[Records contained in a dataset]

PR #142, opened 2022-11-28
docs: Explain that sprite_bundle should not be used with tilemap editor visuals

johanhelsing:
I was wondering whether I hit a bug before I scrolled down and found sprite_sheet_bundle


Trouv (approved):
Thanks!

PR #144, opened 2022-12-03
feat: Add LevelSet::from_iid

johanhelsing:
If you want to spawn multiple levels at once and handle loading unloading yourself (not using global resources), it's useful to be able to do things like this:

```rust
commands.spawn(LdtkWorldBundle {
    ldtk_handle: asset_server.load("levels.ldtk"),
    level_set: LevelSet::from_iid("58e02ac0-5110-11ed-b070-cdccc74eaccd"),
    ..default()
})
```

### DIFF
--- a/src/components.rs
+++ b/src/components.rs
@@ -45,6 +45,14 @@ pub struct LevelSet {
     pub iids: HashSet<String>,
 }
 
+impl LevelSet {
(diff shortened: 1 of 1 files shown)


Trouv (approved):
Thanks, this is great

PR #146, opened 2022-12-11
feat: Register types `GridCoords` and `LayerMetadata`

johanhelsing:
Types need to be registered for `bevy-inspector-egui` (and other tools) to know about them. Do it in the plugin so it's convenient for users.


Trouv (approved):
Makes sense, thanks for the contribution.

PR #147, opened 2022-12-18
example/improve-spawn_wall_collision

janos-r:
I thought that this part of the collision builder was unnecessarily complicated and I didn't like that it is creating new HashMaps on every row. I tried to measure the the difference with std::time::Instant, but turns out the difference is in microseconds, not much improvement in time. But I still decided to submit this PR because I think it is a slight improvement.
What do you think?


Trouv (approved):
Seems pretty reasonable to me. Even though it's not much of a perf improvement, it also looks a little bit cleaner, so I'm down to merge. Thanks for the contribution.

PR #149, opened 2022-12-28
refactor: change #[from_entity_instance] to use references

NeoRaider:
EntityInstance is a rather large struct, and cloning it requires allocating for several fields. Despite this fact, each use of the #[from_entity_instance] attribute was cloning the struct once, wasting CPU time for no good reason - especially for Bundles that contain several #[from_entity_instance] fields.

Change the attribute to work on From<&EntityInstance> instead of From<EntityInstance>, avoiding the implicit clone in most cases. The clone is still necessary when a plain EntityInstance field exists in a struct deriving LdtkEntity, which is handled by having EntityInstance implement From<&EntityInstance>.

While being a breaking change, fixing up users should be trivial - in most cases no owned EntityInstance is needed at all, and where it is an explicit clone can be inserted.

### DIFF
--- a/examples/platformer/components.rs
+++ b/examples/platformer/components.rs
@@ -24,8 +24,8 @@ pub struct SensorBundle {
     pub rotation_constraints: LockedAxes,
 }
 
-impl From<EntityInstance> for ColliderBundle {
-    fn from(entity_instance: EntityInstance) -> ColliderBundle {
+impl From<&EntityInstance> for ColliderBundle {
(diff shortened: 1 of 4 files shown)


Trouv:
This makes perfect sense, thanks for the contribution. I bet there's several places in the repo where I was a bit too clone-happy where I could have borrowed. This is definitely a breaking change though, so I'll mark it as such in the squashed commit.

Issue #47, opened 2022-01-23
System-based LdtkEntity and LdtkIntCell


Trouv:
There are two main drawbacks for using `LdtkEntity` and `LdtkIntCell`
1. For mildly complex cases, implementing these traits manually is super verbose (many method arguments)
2. For more complex cases, the parameters may not give you enough access to the world

Basically, these two traits are very opinionated about what the user might need when they are spawning bundles from the Entity and IntGrid layers. This can be mildly annoying. I think an ideal solution would be to use bevy systems for spawning. That way, users can define exactly what they need from the world, and can feel free to not ask for what they don't need, reducing boilerplate.

Not sure how the exact implementation of this would work (probably using some dark, forbidden bevy traits like `FunctionSystem`). I'd like the derive traits to be at least as useful as they are now. I'm okay with the design of the macros changing somewhat as long as it's an improvement.

I don't have much of an opinion on whether `LdtkEntity` and `LdtkIntCell` should even remain traits with this change. I feel like it would probably be pushing rust's generic features to the limits to have generic trait-method parameters, but idk. I may slightly prefer that they remain traits just to make typing easier as they are passed around the plugin.

This change may result in the level-spawning system becoming exclusive. This is not ideal, but I can't really imagine an alternative. If somehow the level-spawning system can be generic over whatever the user defines in their spawning systems that they register to the app, that would probably be ideal, but it sounds impossible.

Also, not sure how exactly to pass the LDtk data to these systems (`EntityInstance`, `LayerInstance`, `IntGridCell`). Maybe an `In` parameter? A custom system param?

Simre1:
What do you think about using bevy events for this?

Whenever a level/layer/entity/intcell is added, an event with the relevant information is fired. Systems listen to these events and do the spawning.

PR #156, opened 2023-01-27
Spawn hook

geieredgar:
Hello, first I want to thank you for this useful crate. I am currently using it for a hobby project.

This is my suggestion for a possible solution of #47. It is implemented without breaking changes.

The first commit adds a new `SpawnHook` trait.  It defines an associated `Param` type which allows accessing more from the world when executing the `process_ldtk_levels` system. The `DefaultSpawnHook` type implements `SpawnHook` and does the spawning in the same way as before.

The second commit adds a new `spawn` module that adds another implementation of the `SpawnHook` trait, the `Registry`. The registry allows hooking up individual functions that implement `SystemParamFunction` and using another trait called `SpawnFunction` that can be used with types that implement `From<SpawnFunction::Input<'a>>`.

I would add documentation and more examples if there is an interest in these additions.

### DIFF
--- a/examples/custom_spawn.rs
+++ b/examples/custom_spawn.rs
@@ -1,0 +1,73 @@
+use bevy::prelude::*;
+use bevy_ecs_ldtk::{prelude::*, spawn::*};
+
+fn main() {
+    App::new()
+        .add_plugins(
+            DefaultPlugins.set(ImagePlugin::default_nearest()), // prevents blurry sprites
+        )
+        .add_plugin(LdtkPluginWithSpawnHook(registy))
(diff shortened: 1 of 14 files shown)


Trouv:
Thanks for all the contributions yesterday! This is very interesting. Actually, this particular issue is one I've been thinking about a lot lately, so this couldn't have come at a better time. Defining custom `Params` for the `process_ldtk_levels` system is especially interesting to me. I'll have a closer look at this some time in the future, and I can't promise right now that this is the solution that I will adopt, but it has some interesting ideas that I hadn't considered before.

PR #157, opened 2023-01-27
Add `with` attribute for LdtkIntCell derive macro

### LINKED ISSUE #135: Add `with` attribute for LdtkIntCell derive macro
#128 added a `with` attribute to the LdtkEntity derive macro. It's a good idea, and we should do something similar for the int cell macro.

geieredgar:
Fixes #135.


Trouv (approved):
LGTM, thanks again

PR #159, opened 2023-01-27
Headless mode

geieredgar:
This allows running in headless mode by disabling the added `render` feature.


Trouv (approved):
This doesn't really hurt anything unless we release the next version before bevy_ecs_tilemap does (headless mode doesn't compile in 0.9), which is unlikely

Trouv:
Is it bad for headless mode users that, even though the tilemaps are disabled in headless mode, the sprites spawed for `LdtkEntity`s still spawn?

PR #152, opened 2019-05-31
Fix DifferentialEquations warning

kanav99:


kanav99:
AppVeyor tests will fail most likely due to time limit, So I will merge this.

Issue #73, opened 2018-04-13
SROCK Methods


ChrisRackauckas:
- [x] SROCK2 https://hal.archives-ouvertes.fr/hal-00739754v1/document
- [x] SROCK1 https://epubs.siam.org/doi/abs/10.1137/070679375
- [x] SROCK1 Ito https://projecteuclid.org/download/pdf_1/euclid.cms/1229619673
- [x] SKSROCK https://arxiv.org/abs/1708.08145
- [x] KomBurSROCK2 https://www.sciencedirect.com/science/article/pii/S0377042712000441
- [x] TangXiaoSROCK2 https://link.springer.com/article/10.1007/s11075-018-0615-y
- [ ] SROCKC2 https://ijnao.um.ac.ir/index.php/math/article/view/69454

ChrisRackauckas:
https://arxiv.org/abs/1708.08145

ChrisRackauckas:
https://ijnao.um.ac.ir/index.php/math/article/view/69454

ChrisRackauckas:
https://www.sciencedirect.com/science/article/pii/S0377042712000441

ChrisRackauckas:
TangXiaoSROCK2 is converging with weak order 1. Could be an issue with the paper because the coefficients don't match Theorem 2's requirement.

deeepeshthakur:
@ChrisRackauckas  I think we can close this issue now.

ChrisRackauckas:
🎉

PR #153, opened 2019-06-04
Implemented SROCK method for Stratonovich form

deeepeshthakur:
@ChrisRackauckas 
Implemented SROCK method from [S-ROCK: Chebyshev Methods for Stiff Stochastic Differential](https://doi.org/10.1137/070679375)
I might have not included all the tests.
[Weaved test results](https://htmlpreview.github.io/?https://github.com/deeepeshthakur/Urls/blob/master/SROCK1_convergence_test.html)

Though there are two things that need to be finalised.
1.  Spectral Radius is assumed to be twice of that calculated by `integrator.f` only.
2.  Constant factor of the stability domain is taken to be the minimum. 

#73


ChrisRackauckas:
wrong link for the Weave

deeepeshthakur:
I forgot to add the link.Adding it. Sorry

deeepeshthakur:
> wrong link for the Weave

Done!

ChrisRackauckas:
It is shown in [3] that the S-ROCK methods applied to (3.30)
have order 1/2 in the strong sense and order 1 in the weak sense. However, if the
diffusion terms satisfy a commutativity condition
then the S-ROCK methods have strong order 1

We should make sure to document the order condition exactly like that.

ChrisRackauckas:
Convergence plots look good

ChrisRackauckas:
I didn't realize SROCK was Stratanovich convergent. 

https://math.stackexchange.com/questions/2296945/conversion-between-solution-to-stratonovich-sde-and-it%C3%B4-sde

A followup PR could do that ggprime RK calculation approximation to make a Ito version of it.

ChrisRackauckas:
>Spectral Radius is assumed to be twice of that calculated by integrator.f only.

What do you mean? Is this in the paper?

deeepeshthakur:
You know. I realised it today.For the last two days I'm testing this on Ito's form problems

deeepeshthakur:
> > Spectral Radius is assumed to be twice of that calculated by integrator.f only.
> 
> What do you mean? Is this in the paper?

Actually no. In the paper the have said to take the least number of stages such that the stability domain is greater than spectral radius

ChrisRackauckas:
https://projecteuclid.org/download/pdf_1/euclid.cms/1229619673 is the Ito one. I think we should have that be a choice that defaults to Ito, but do that in a followup PR.

deeepeshthakur:
image
This is for the second point

deeepeshthakur:
Current implementation is conservative. And assumes the smallest stabilty domain.

deeepeshthakur:
> https://projecteuclid.org/download/pdf_1/euclid.cms/1229619673 is the Ito one. I think we should have that be a choice that defaults to Ito, but do that in a followup PR.

This paper is `SROCK4`. I mean fourth in order of implementation.

ChrisRackauckas:
>This paper is SROCK4. I mean fourth in order of implementation.

I think down the line we want `SROCK(interpretation=:Stratonovich)` and `SROCK(interpretation=:Ito)`, matching the other methods, defaulting to Ito, using that paper. For now let's skip it though. Open an issue on that.

deeepeshthakur:
@ChrisRackauckas 
Travis?

PR #159, opened 2019-06-06
Optimum stage number for SROCK_1

deeepeshthakur:
@ChrisRackauckas


ChrisRackauckas:
unrelated test failure.

PR #164, opened 2019-06-08
RKMilCommute bug

deeepeshthakur:
@ChrisRackauckas


ChrisRackauckas:
Scary that no test found this. We need a case with more Brownians than SDEs

deeepeshthakur:
I think this is because we only have one test and there length(dW) ==length(uprev)

ChrisRackauckas:
Let's change that test

Issue #171, opened 2019-06-13
RKMilCommute allocates identity matrix, should use FillArrays


ChrisRackauckas:

deeepeshthakur:
This can be closed now, I think.

PR #173, opened 2019-06-13
RKMilCommute_Allocation

deeepeshthakur:
@ChrisRackauckas 
#169 #171

### DIFF
--- a/src/StochasticDiffEq.jl
+++ b/src/StochasticDiffEq.jl
@@ -20,7 +20,7 @@ module StochasticDiffEq
 
   using Logging
 
-  using LinearAlgebra, Random
+  using LinearAlgebra, Random, FillArrays
 
   import ForwardDiff.Dual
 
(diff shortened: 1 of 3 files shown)


src/StochasticDiffEq.jl
```diff
@@ -20,7 +20,7 @@ module StochasticDiffEq
 
   using Logging
 
-  using LinearAlgebra, Random
+  using LinearAlgebra, Random, FillArrays
```
ChrisRackauckas: Need to add FillArrays.jl to the Project.toml file.

deeepeshthakur: But Eye calls Diagonal. I not sure this will fix it.

ChrisRackauckas: `Diagonal(n)` is not a base dispatch. It's a special FillArray thing that builds the representation without building the arrays of the matrix.

deeepeshthakur: Oh. Nice!

PR #175, opened 2019-06-14
Commutative Tests

deeepeshthakur:
@ChrisRackauckas

### DIFF
--- a/test/commutative_tests.jl
+++ b/test/commutative_tests.jl
@@ -15,26 +15,30 @@ function f_commute(du,u,p,t)
 end
 
 function f_commute_analytic(u0,p,t,W)
- tmp = (A+1.01I-(B^2))*t + B*sum(W)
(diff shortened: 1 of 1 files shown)


test/commutative_tests.jl
```diff
@@ -15,26 +15,30 @@ function f_commute(du,u,p,t)
 end
 
 function f_commute_analytic(u0,p,t,W)
- tmp = (A+1.01I-(B^2))*t + B*sum(W)
+ tmp = (A+1.01I-2*(B^2))*t + B*sum(W)
```
ChrisRackauckas: what's the 2 for? I forget the analytical solution derivation here. It's from one of Platen's papers.

deeepeshthakur: that is because we have 4 noise processes.
image
We have a equation of this form and length of dW = 4

deeepeshthakur:
Travis error ???

PR #192, opened 2019-07-03
SROCK Vector Format

deeepeshthakur:
@ChrisRackauckas  
`SROCK1` using vector format only. If this passes we can use this for other SROCK methods.


src/perform_step/SROCK_perform_step.jl
```diff
@@ -146,18 +136,18 @@ end
         if typeof(W.dW) <: Number || is_diagonal_noise(integrator.sol.prob)
           @.. u += α*gₘ₋₂*W.dW
         else
-          for j in 1:length(W.dW)
-            @.. u += (α*W.dW[j])*@view(gₘ₋₂[:,j])
-          end
+          matmul!(k,gₘ₋₂,W.dW)
```
ChrisRackauckas: `mul!`?

ChrisRackauckas:
So this makes them support scalar and diagonal noise? Is there supposed to be support for non-diagonal noise as well?

src/perform_step/SROCK_perform_step.jl
deeepeshthakur: Oops!

deeepeshthakur:
It already supports non-diagonal noise

ChrisRackauckas:
oh wait I see. I read it wrong. Yeah, that's how it's done.

deeepeshthakur:
So I'll get all the other SROCK methods in this format! Don't merge it just yet.

deeepeshthakur:
@ChrisRackauckas If this passes, this is done.
Also I've not done this for TangXiaoSROCK2 because they are not functional at all. I also think we should comment out their tests.

src/SROCK_utils.jl
```diff
@@ -34,7 +34,7 @@ function maxeig!(integrator, cache::StochasticDiffEqConstantCache)
     z *= quot
   else
     dz_u = pert
-    z = dz_u*ones(z)
+    z = dz_u .* (false .* z .+ one(eltype(z)))
```
ChrisRackauckas: why is it like this? `z = dz_u*one(z)`?

deeepeshthakur:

WHAT YOU SHOULD DO. From the first line of the data through the line with "-45,6 +45,14 @@", quote each line exactly and add nothing else.

RESULT.
PR #142, opened 2022-11-28
docs: Explain that sprite_bundle should not be used with tilemap editor visuals

johanhelsing:
I was wondering whether I hit a bug before I scrolled down and found sprite_sheet_bundle


Trouv (approved):
Thanks!

PR #144, opened 2022-12-03
feat: Add LevelSet::from_iid

johanhelsing:
If you want to spawn multiple levels at once and handle loading unloading yourself (not using global resources), it's useful to be able to do things like this:

```rust
commands.spawn(LdtkWorldBundle {
    ldtk_handle: asset_server.load("levels.ldtk"),
    level_set: LevelSet::from_iid("58e02ac0-5110-11ed-b070-cdccc74eaccd"),
    ..default()
})
```

### DIFF
--- a/src/components.rs
+++ b/src/components.rs
@@ -45,6 +45,14 @@ pub struct LevelSet {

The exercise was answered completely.